Entrüstete Gegenargumente gab es für die Behauptung des 86-jährigen emeritierten Universitätsprofessors Erich Urbanner, der die Fähigkeit der Frauen, große Opernwerke zu schaffen, in Frage stellte. Julia Purgina und Renate Burtscher konnten dies nicht hinnehmen und widersprachen – unter Beifall des Publikums – vehement.

Programm speziell für Kulturbrücke komponiert. Komponist Karlheinz Essl hatte unter dem Titel „whatever shall be“ ein außergewöhnliches Musikprogramm speziell für die Kulturbrücke Fratres konzipiert, das in dieser Form noch nie zu hören war. Die Pianistin Isabel Ettenauer spielte auf verschieden großen Toy Pianos, also Spielzeugklavieren, Werke von Essl, die er für sie komponiert hatte. In „Kalimba“, dem ersten Stück, das der Komponist für das Toy Piano schrieb, wird der sanfte Klang des gleichnamigen afrikanischen Instruments nachgezeichnet.
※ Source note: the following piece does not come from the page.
PR #62, opened 2017-07-04
Allow Operator Discovery to be performed via GSMA Operator Selection

gorandostanic:


jorunfa:
Is this pull request still relevant now with recent events (😢)?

„Pachinko“ ist eine Komposition für ein winziges Michelsonne-Spielzeugklavier mit nur 13 Tasten und bezieht sich auf das in Japan verbreitete Spiel Pachino, bei dem kleine Metallbälle ein Meer von Geräuschen erzeugen. Das „WebernSpielWerk“ komponierte Essl zum Gedenken an den Komponisten Anton Webern, die Musik projiziert den Klang des Carillons auf das Spielzeugklavier, durchläuft eine Transformation vom Toy-Piano zu mächtigen Glockentönen.

Bevor Isabel Ettenauer zu „Pandora’s Secret“ übergehen konnte, musste sie noch die als Geschenk getarnte Büchse der Pandora öffnen. Sie fand darin eine lochkartengesteuerte Spieluhr, deren weiche Klänge sie mit Live-Electronics verstärkte, verfremdete, variierte.

„Sequitur V“ ist ein Stück für Toy Piano und Live-Electronics, beide von Isabel Ettenauer alleine gespielt und bedient. In der Komposition „whatever shall be“ meinte man Meereswellen, eine Dampflokomitive, ein Glockenspiel zu hören, der Song Que Sera, Sera (whatever will be, will be) aus dem Hitchcock-Film „Der Mann, der zuviel wusste“ wurde schemenhaft angedeutet. Isabel Ettenauer spielte dieses Stück nicht über die Tasten des Toy Pianos, sondern direkt an den Metallstäben im Inneren des In struments.

Zur Freude des Publikums hatte die Kulturbrücke das Privileg einer Uraufführung: Die Komposition „Trois Cent Drones“ von Karlheinz Essl für Toy Piano und Live Electronics wurde hier erstmals gespielt. Es besteht aus 300 Tönen, die wie die namensgebenden Drohnen mitunter bedrohlich über den Zuhörern kreisen, dann wieder gezähmt an deren Ohren vorbeischwirren, sich niederlassen. Ein äquivalenter Abschluss des anspruchsvollen Tagesprogramms!

Die Veranstaltung trug dazu bei, Vorurteile über Neue Musik zu entkräften.